What you should do | Set down exactly, and only, the lines from the one with "(diff shortened: 1 of 1 files shown)" to the final line of the entries, both included.

** Opening Provided information block **

PR #642, opened 2019-04-09
Upgrade integration tests to provide the forward-compatibility on the yaml configuration

michaelsembwever:
Tell the jackson object mapper not to fail when deserialising unknown properties…

This is done with a call to `bootstrap.getObjectMapper().disable(DeserializationFeature.FAIL_ON_UNKNOWN_PROPERTIES)`. But this has to be done via reflection in `ReaperTestJettyRunner`.

### DIFF
--- a/src/server/src/test/java/io/cassandrareaper/acceptance/ReaperTestJettyRunner.java
+++ b/src/server/src/test/java/io/cassandrareaper/acceptance/ReaperTestJettyRunner.java
@@ -101,7 +101,8 @@ public final class ReaperTestJettyRunner {
         Object methodFilter = Proxy.newProxyInstance(
             appClass.getClassLoader(),
             new Class[] {methodFilterCls},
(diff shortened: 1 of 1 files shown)


aahutsal:
@michaelsembwever mistake
you should repalce  `disable(...)` with `configure(..., false)`, so it reads:

`mapper.configure(DeserializationFeature.FAIL_ON_UNKNOWN_PROPERTIES, false)`

Reference: https://stackoverflow.com/questions/5455014/ignoring-new-fields-on-json-objects-using-jackson

michaelsembwever:
>  you should repalce disable(...) with configure(..., false), so it reads:
> `mapper.configure(DeserializationFeature.FAIL_ON_UNKNOWN_PROPERTIES, false)`

fixed (and forced pushed). Thanks @gutsal-arsen .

** Closing Provided information block **

Task output |
(diff shortened: 1 of 1 files shown)


aahutsal:
@michaelsembwever mistake
you should repalce  `disable(...)` with `configure(..., false)`, so it reads:

`mapper.configure(DeserializationFeature.FAIL_ON_UNKNOWN_PROPERTIES, false)`

Reference: https://stackoverflow.com/questions/5455014/ignoring-new-fields-on-json-objects-using-jackson

michaelsembwever:
>  you should repalce disable(...) with configure(..., false), so it reads:
> `mapper.configure(DeserializationFeature.FAIL_ON_UNKNOWN_PROPERTIES, false)`

fixed (and forced pushed). Thanks @gutsal-arsen .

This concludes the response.